● TASK REQUIREMENTS
Go over the records and copy every line with the string "tarafa".

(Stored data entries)
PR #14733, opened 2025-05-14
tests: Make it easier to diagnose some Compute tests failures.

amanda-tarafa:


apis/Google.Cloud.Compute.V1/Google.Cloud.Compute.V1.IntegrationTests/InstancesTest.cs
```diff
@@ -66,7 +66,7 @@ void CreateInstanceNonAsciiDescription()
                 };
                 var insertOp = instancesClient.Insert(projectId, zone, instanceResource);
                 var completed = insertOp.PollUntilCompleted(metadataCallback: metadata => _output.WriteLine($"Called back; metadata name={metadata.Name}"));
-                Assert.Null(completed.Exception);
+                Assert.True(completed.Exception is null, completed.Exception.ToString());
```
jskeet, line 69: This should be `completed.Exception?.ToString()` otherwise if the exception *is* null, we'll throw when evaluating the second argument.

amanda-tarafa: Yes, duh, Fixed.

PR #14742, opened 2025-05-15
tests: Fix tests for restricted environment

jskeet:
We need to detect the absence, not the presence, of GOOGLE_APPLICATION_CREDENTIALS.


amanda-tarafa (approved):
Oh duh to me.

---

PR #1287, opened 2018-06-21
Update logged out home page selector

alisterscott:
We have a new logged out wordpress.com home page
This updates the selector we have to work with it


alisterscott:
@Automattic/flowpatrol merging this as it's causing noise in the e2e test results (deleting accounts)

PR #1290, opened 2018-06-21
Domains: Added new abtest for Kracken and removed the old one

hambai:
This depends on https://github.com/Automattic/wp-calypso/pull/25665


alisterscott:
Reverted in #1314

● RESPONSE TO THIS TASK
amanda-tarafa:
amanda-tarafa: Yes, duh, Fixed.
amanda-tarafa (approved):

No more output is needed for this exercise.